Earlier this week, Britney Spears gave emotional testimony suggesting that her controversial conservatorship is even worse than we imagined. Her 23-minute statement alleged that, over the past 13 years, she’s been forced to perform when she didn’t want to, made to take lithium against her will, and prohibited from removing her IUD at the behest of her lawyers and father. Her statement vindicated the #FreeBritney movement and ignited questions about the 39-year-old singer’s lack of autonomy for more than a decade. Among those called into question was her court-appointed attorney, Samuel D. Ingham III, who drew public criticism about whether he had been acting in Spears’s best interest throughout the case.
“I didn’t know I could petition the conservatorship to be ended,” Spears said during the hearing, per the New York Times. “I’m sorry for my ignorance, but I honestly didn’t know that.” She added, “My attorney says I can’t — it’s not good, I can’t let the public know anything they did to me.” Her testimony and comments about her attorney in particular highlight, as the Times aptly described, the “inherent conflicts that exist in a conservatorship system in which Ms. Spears has been forced to pay a lawyer she did not choose for herself.” Ingham was assigned to Spears in 2008, after a judge deemed her incapable of hiring her own representation. She said in her testimony Wednesday that she would like to be able to hire her own lawyer.

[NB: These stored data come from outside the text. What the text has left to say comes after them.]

PR #170, opened 2017-11-13
project: add --release and --develop (default) mode to switch between name formatter

kkendzia:
For some plug-ins it would be useful if you can fetch the workspace for "bob build"-built projects.

### DIFF
--- a/doc/manpages/bob-project.rst
+++ b/doc/manpages/bob-project.rst
@@ -13,7 +13,7 @@ Synopsis
 
 ::
 
-    bob project [-h] [--list] [-D DEFINES] [-c CONFIGFILE] [-e NAME] [-E]
+    bob project [-h] [--develop | --release] [--list] [-D DEFINES] [-c CONFIGFILE] [-e NAME] [-E]
                 [--resume] [-n] [-b]
                 [projectGenerator] [package] ...
 
@@ -32,6 +32,9 @@ Options
 ``-D DEFINES``
     Override default environment variable
 
+``--develop``
+    Use developer mode. This is default.
+
 ``-e NAME``
     Preserve environment variable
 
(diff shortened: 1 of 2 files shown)


jkloetzke:
Have you tested this with a QtCreator and/or Eclipse project? I don't think this will work correctly because the plugins will still do a "bob dev" when acutally building the code...

kkendzia:
Yeah you are right - but implementing the possibility to let the plugin/generator know, if it's build with --release or --develop, would break the current API right? But adding a new parameter to plugins would be my only solution.

jkloetzke:
Yes, so Bob has to support the old API and extend it for this feature based on the `apiVersion` of the plugin. Using an old plugin with `--build` would have to throw an error because the plugin is not prepared for this. The buillt-in generator plugins have to be updated and must make sure that existing workspaces are still working (that shouldn't be a problem because `--develop` takes precedence).

kunerd:
Just out of curiosity, are breaking changes really an issue here? I'm asking because, according to semver, bob is still below first stable release `1.*` and people should not consider the API stable at this point.

jkloetzke:
While you're technically right I don't want to break things for people without very good reasons. For example we have a generator plugin for SmartGit in our recipes. If this change would be a hard break then you could not easily update Bob without adapting the plugin (and revert that if you go back). 

People don't look at version numbers. If you break stuff you always have to give good reasons or you will loose trust. In hindsight I'm not even convinced by adopting SemVer because the line between major/minor/patch updates are blurrier than I thought initially. Even a patch update may be considered a breaking change if your recipes relied on the faulty behavior.

In this particular PR I don't yet see a use case for regular users. Using release build mode with an IDE just makes no sense IMHO. That's why the develop mode was hard coded in the first place. Additionally I think maintaining compatibility is not that hard here. I guess it can be done with a couple of lines...

PR #209, opened 2023-05-11
eslint bugfix, also added auto fix on pipeline

TochKa21U:
Eslint on the main has problems, it throws an error on admin-lint action ( More details: https://github.com/pieroit/cheshire-cat/actions/workflows/admin-linting.yml?page=2) 

This bugfix is targeted toward fixing current ESLint errors and warnings and adding an auto lint fix on the GitHub actions.

### DIFF
--- a/.github/workflows/admin-linting.yml
+++ b/.github/workflows/admin-linting.yml
@@ -10,6 +10,9 @@ jobs:
       - name: Install dependencies
         working-directory: ./admin
         run: npm ci
+      - name: Auto Lint Fix
+        working-directory: ./admin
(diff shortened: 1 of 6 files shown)


pieroit:
Thanks for the fix.
In the next weeks we are porting the admin to Vue + Pinia, always in typescript.
Will this setup work? Would you help us in case to accomodate the new version for the github action?

pieroit:
Thanks for the fix.
In the next weeks we are porting the admin to Vue + Pinia, always in typescript.
Will this setup work? Would you help us in case to accomodate the new version for the github action?

PR #215, opened 2023-05-13
concurrently check for new user messages and notifications

zioproto:
To achieve parallelism and concurrently check for new user messages and notifications, you can use the asyncio library in Python and convert the while loop into an asynchronous coroutine. You can then use the asyncio.gather() function to run both the message receiving and notification checking coroutines simultaneously.

### DIFF
--- a/core/cat/routes/websocket.py
+++ b/core/cat/routes/websocket.py
@@ -1,4 +1,5 @@
 import traceback
+import asyncio
 
 from fastapi import APIRouter, WebSocket
 from cat.utils import log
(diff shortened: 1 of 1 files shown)


zioproto:
@pieroit what is missing to merge this PR ?

pieroit:
thanks!
Also added a `type` key to the cat message to differentiate `chat` vs `notificatio` messages
(a client may be interested in displaying them in a different way)

zioproto:
OK, I dont see why commit 7c19951cc5c76b62b87e42e7a255995ea4b1f0a3 does not appear in this PR. But it is included in the `main` branch. All good.

pieroit:
@zioproto I guess because I merged on a local branch and then added the commit to it

PR #224, opened 2023-05-16
Create Easy-Install_Ubuntu.sh

luca1844:


pieroit:
thank you for this, but I'm not merging it.
- there are so many ways things can go differently by installing docker
- you do not run docker with sudo

Maybe later in time we can reelaborate on this script and have a command line utility, at the moment it is too soon.
Thanks anyway!

PR #225, opened 2023-05-16
Added hook `before_collection_created` to override the first point inserted in memories

nicola-corbellini:
I added the hook we discussed on the Discord.

Now `VectorMemory` expects an instance of the Cat and propagates it to the two `VectorMemoryCollections`. 
Please, let me know if it is done like you had in mind.

I followed the implementation of the [hook](https://github.com/pieroit/cheshire-cat/blob/8c7a961235cf424c48bb7f260fa8d118ea2df37a/core/cat/rabbit_hole.py#L141) you pointed out. Hence, `first_memory` is expected to be `langchain.Document`.

### DIFF
--- a/core/cat/looking_glass/cheshire_cat.py
+++ b/core/cat/looking_glass/cheshire_cat.py
@@ -89,7 +89,7 @@ class CheshireCat:
 
     def load_memory(self):
         # Memory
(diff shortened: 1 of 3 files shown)


pieroit:
Perfect thanks

PR #231, opened 2023-05-20
Add hooks for translating documents / url

cristianorevil:
As discussed on the discord channel it would be useful to have 2 hooks in the rabbit hole to allow external plugins to manipulate (eg translation) the content of the document or url.

The proposed hooks are:

before_rabbithole_splits_text(doc, cat) to be executed as soon as the document is loaded and before being split

after_rabbithole_splitted_text(chunks, cat) to execute after splitting the document into chunks

I have tested this hook with a multilingual plugin (currently in develop) and i have succefully translated document and url (from italian to english)


pieroit:
thanks!!

PR #232, opened 2023-05-20
Add hook after cat bootstrap

cristianorevil:
Adding an hook after cat bootstrap can be useful to dev for access cat instances (eg adding a value in working memory) when the cat bootstrap without waiting user interaction

### DIFF
--- a/core/cat/looking_glass/cheshire_cat.py
+++ b/core/cat/looking_glass/cheshire_cat.py
@@ -42,6 +42,8 @@ class CheshireCat:
         # Rabbit Hole Instance
         self.rabbit_hole = RabbitHole(self)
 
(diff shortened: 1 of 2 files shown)


pieroit:
@cristianorevil  thanks for adding the hook! It's going to be really useful.

I changed the name because I realized we can have one hook before bootstrap and another after, so there are two hooks: `before_cat_bootstrap` and `after_cat_bootstrap`.

From now on let's follow this nice convention on cat hooks *naming* proposed by @EugenioPetulla :
 
 - `WHEN_WHO_WHAT`
 - `before_cat_bootstrap`
 - `before_rabbithole_insert_memory`

Checking out your other PR in a minute

PR #233, opened 2023-05-20
install plugins requirements

### LINKED ISSUE #203: Docker automatically installs requirements.txt files from plugins
At the moment the docker image is built by running `pip install --no-cache-dir -r requirements.txt` in `core/Dockerfile`.
The dockerfile should also search in the `core/cat/plugin` folder and install any `requirements.txt` found in there.

That way an installation can be updated with the latest version of the cat, respecting plugin dependencies.

alexcalabrese:
## Related Issue
Fixes #203.

## Changes proposed in this pull request
- Created a bash script that searches and installs all the "requirements.txt" inside the plugins folder.
- Updated Dockerfile to run that script.

### DIFF
--- a/core/install_plugin_dependencies.sh
+++ b/core/install_plugin_dependencies.sh
@@ -1,0 +1,5 @@
+#!/bin/bash
+
+find ./cat/plugins -type f -name "requirements.txt" | while read -r req_file; do
+    pip install --no-cache-dir -r "$req_file"
+done
--- a/core/Dockerfile
+++ b/core/Dockerfile
@@ -7,3 +7,9 @@ RUN apt-get update -y
 COPY ./requirements.txt requirements.txt
 RUN pip install -U pip
 RUN pip install --no-cache-dir -r requirements.txt
+
+COPY ./cat/plugins ./cat/plugins
+COPY ./install_plugin_dependencies.sh install_plugin_dependencies.sh
+
+RUN chmod +x ./install_plugin_dependencies.sh
+RUN ./install_plugin_dependencies.sh


core/install_plugin_dependencies.sh
```diff
@@ -0,0 +1,5 @@
+#!/bin/bash
+
+find ./cat/plugins -type f -name "requirements.txt" | while read -r req_file; do
+    pip install --no-cache-dir -r "$req_file"
+done
```
Cereal84, line 5: Hi,
I'm totally new to this repo in which I have no experience and this is just a comment not a review.
Anyway, I thought that this way to handles dependencies could be troublesome. 
Think about having different plugins which use the same library but support a different version, based on the order in which the scripts install the dependencies one or more script cannot be run correctly.
Probably it needs a script, bash or python or something else, which reads all the dependencies and their version and creates a new requirements.txt with the list of libraries and the minimum version or return an error if the versions of the same library are not compatible (jinja<2.0, jinja>=3.X).

These are my 2 cents about this PR.

pieroit:
Thank you @alexcalabrese.
I agree with @Cereal84 the solution to plugin dependencies is going to be more elaborate, maybe this is a start.

What's your take here @Mte90 ?

pieroit:
@Cereal84 thanks for your insight.
The plan could be:
- have this simple solution as a starting point
- merge also .toml #204 to better manage main dependencies
- improve this script to avoid plugin dependencies conflicts

pieroit:
We got a problem on windows with file endings (LF vs CRLF), see #253

PR #235, opened 2023-05-22
Workaround to speed up pdf loading time

zioproto:
Related to:
https://github.com/pdfminer/pdfminer.six/issues/347

pdfminer with log set to DEBUG is super slow because it prints way too many debug statements.


pieroit:
Thanks for speeding this up!

PR #237, opened 2023-05-22
Pass the text_splitter to the loader

zioproto:
The `text_splitter` in LangChain is supposed to be passed to the as a parameter to `load_and_split()`

### DIFF
--- a/core/cat/rabbit_hole.py
+++ b/core/cat/rabbit_hole.py
@@ -92,17 +92,17 @@ class RabbitHole:
         :param chunk_overlap: number of overlapping characters between consecutive chunks
         """
 
-        # load text content of the website
-        loader = UnstructuredURLLoader(urls=[url])
-        text = loader.load()
-
-        # split in documets using chunk_size and chunk_overlap
+        # Initialize the text splitter with custom separators chunk_size and chunk_overlap
         text_splitter = RecursiveCharacterTextSplitter(
             chunk_size=chunk_size,
             chunk_overlap=chunk_overlap,
             separators=["\\n\\n", "\n\n", ".\\n", ".\n", "\\n", "\n", " ", ""],
         )
-        docs = text_splitter.split_documents(text)
+
+        # load text content of the website
+        loader = UnstructuredURLLoader(urls=[url])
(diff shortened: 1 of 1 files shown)


zioproto:
Why these default values have been changed ?

Default values:
https://github.com/hwchase17/langchain/blob/ef7d015be566588b3263ee6ee1259a30ee53212c/langchain/text_splitter.py#L33-L36
https://github.com/hwchase17/langchain/blob/ef7d015be566588b3263ee6ee1259a30ee53212c/langchain/text_splitter.py#L275-L278

Our values:
https://github.com/pieroit/cheshire-cat/blob/main/core/cat/rabbit_hole.py#L103
https://github.com/pieroit/cheshire-cat/blob/main/core/cat/rabbit_hole.py#L26-L27

Why our values are better than the LangChain default values ?

@calebgcc

calebgcc:
Hi @zioproto, I think @pieroit came up with the values by experimenting with different documents, but I am not sure.

The problem I think these values solve is that when we summarise we merge 3 documents (3 is the default)
We cannot use long texts as input for the models because some of them have a strict maximum length.

pieroit:
@zioproto see here the implementation of `split_and_load`
https://github.com/hwchase17/langchain/blob/master/langchain/document_loaders/base.py#L27

By doing the same thing out of langchain, we can insert there hooks that may be useful to people.
For example you may want to do something with the loaded content before it is splitted.

For the same reason we didn't use llama-index and many other utilities.
Please think of the Cat as a framework, not as a product.
Thanks :)

zioproto:
> separators=["\\n\\n", "\n\n", ".\\n", ".\n", "\\n", "\n", " ", ""],

What about this list of separators ?

zioproto:
> > The problem I think these values solve is that when we summarise we merge 3 documents (3 is the default) We cannot use long texts as input for the models because some of them have a strict maximum length.
> 
> Can confirm, with 3 docs of length 4000 there were many "out of context" errors. @zioproto which defaults do you suggest?

If I understand correctly, the problem is with the token limit of the Embedding API.

If you know the number of maximum tokens the API accepts, you can use it to tune `chunk_size` depending on the configured embedding model

Issue #239, opened 2023-05-22
Add support for PaLM and Claude


pieroit:
Langchain supports both [PaLM by Google](https://python.langchain.com/en/latest/reference/modules/llms.html#langchain.llms.GooglePalm) and [Claude by Anthropic](https://python.langchain.com/en/latest/reference/modules/llms.html#langchain.llms.Anthropic).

Spears’s lack of awareness about the possibility of ending her conservatorship is particularly concerning, given the amount of money she’s paid for Ingham’s representation. The Times reports that Ingham is paid a whopping $475 an hour, and in 2019, made $373,000 for his work on Spears’s case alone. Since 2008, Ingham has made nearly $3 million for his work with the pop star. Under her conservatorship, she also has to pay the legal fees of her conservators’ counsel, including lawyers for her father, Jamie Spears.
Equally concerning is Ingham’s apparent lack of advocacy at court hearings where Spears was not present. At a closed-door conservatorship hearing in 2014, Ingham said he had encouraged Spears to come to court to better “the likelihood of her getting more specific information” about conservatorship, but that “she has elected not to do so.” Per records obtained by the Times, he did bring up some issues per Spears’s request — including concerns about father Jamie Spears’s drinking, custody of her kids, and terminating the conservatorship. However, he did not aggressively press for further answers.
At a 2014 hearing, Ingham also told the court that Spears had been “hostile, aggressive, and extremely threatening toward the conservatorship,” specifically in front her boyfriend at the time, David Lucado. He also noted that she swore multiple times, once in front of her children. “As an officer of the court, that was very troublesome to me,” Ingham said, adding that he’d told Jamie Spears’s lawyers about the incident “so he can take whatever steps are necessary to protect the children.”
During this hearing, Ingham also said Spears was under the impression that the conservatorship prevented her from retiring, getting married, and having children. To which Judge Reva G. Goetz said, “I don’t recall that we made any orders about the right to marry, but you may not want to tell her that.” Per court transcripts, Ingham responded, “Somehow that did not come up in the conversation,” and moved on.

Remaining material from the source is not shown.